PR #2448, opened 2026-07-22
GT-1835: Fix IPA for stream 10

dougszumski:
This switches to an IPA builder fork which is required for centos-10 stream IPA images, which are required (currently) to provide a version of qemu-img that can handle 4k sectors from Dell Perc RAID controllers which don't support other block sizes.

Anyone not affected can carry on using stream-9 images until Rocky ones exist.

We can drop this patch if we can backport
https://review.opendev.org/c/openstack/ironic-python-agent-builder/+/995589

Thanks to @owenjones for finding the patch ^.

### DIFF
--- a/etc/kayobe/ipa.yml
+++ b/etc/kayobe/ipa.yml
@@ -14,10 +14,14 @@
 #ipa_build_source_version:
 
 # URL of IPA builder source repository.
-#ipa_builder_source_url:
+# NOTE(dougszu): This fork is required for centos-10 stream IPA images, which
+# are required (currently) to provide a version of qemu-img that can handle
+# 4k sectors from Dell Perc RAID controllers which don't support other block
+# sizes.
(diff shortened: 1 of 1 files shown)


jovial (commented):
Looks good, but we should add this to release train: https://github.com/stackhpc/stackhpc-release-train/blob/3c0a6cc839afe09888534a344149cab4097d1789/ansible/inventory/group_vars/all/source-repositories so that the branch is kept up to date

priteau (approved):

dougszumski:
> Looks good, but we should add this to release train: https://github.com/stackhpc/stackhpc-release-train/blob/3c0a6cc839afe09888534a344149cab4097d1789/ansible/inventory/group_vars/all/source-repositories so that the branch is kept up to date

thanks, agree: https://github.com/stackhpc/stackhpc-release-train/pull/550

dougszumski:
CI fail is unrelated - manually tested on Sunrise system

BRIEF: Each line of the material above must be retyped exactly as written.

RESULT FOR THIS TASK:
PR #2448, opened 2026-07-22
GT-1835: Fix IPA for stream 10

dougszumski:
This switches to an IPA builder fork which is required for centos-10 stream IPA images, which are required (currently) to provide a version of qemu-img that can handle 4k sectors from Dell Perc RAID controllers which don't support other block sizes.

Anyone not affected can carry on using stream-9 images until Rocky ones exist.

We can drop this patch if we can backport
https://review.opendev.org/c/openstack/ironic-python-agent-builder/+/995589

Thanks to @owenjones for finding the patch ^.

### DIFF
--- a/etc/kayobe/ipa.yml
+++ b/etc/kayobe/ipa.yml
@@ -14,10 +14,14 @@
 #ipa_build_source_version:
 
 # URL of IPA builder source repository.
-#ipa_builder_source_url:
+# NOTE(dougszu): This fork is required for centos-10 stream IPA images, which
+# are required (currently) to provide a version of qemu-img that can handle
+# 4k sectors from Dell Perc RAID controllers which don't support other block
+# sizes.
(diff shortened: 1 of 1 files shown)


jovial (commented):
Looks good, but we should add this to release train: https://github.com/stackhpc/stackhpc-release-train/blob/3c0a6cc839afe09888534a344149cab4097d1789/ansible/inventory/group_vars/all/source-repositories so that the branch is kept up to date

priteau (approved):

dougszumski:
> Looks good, but we should add this to release train: https://github.com/stackhpc/stackhpc-release-train/blob/3c0a6cc839afe09888534a344149cab4097d1789/ansible/inventory/group_vars/all/source-repositories so that the branch is kept up to date

thanks, agree: https://github.com/stackhpc/stackhpc-release-train/pull/550

dougszumski:
CI fail is unrelated - manually tested on Sunrise system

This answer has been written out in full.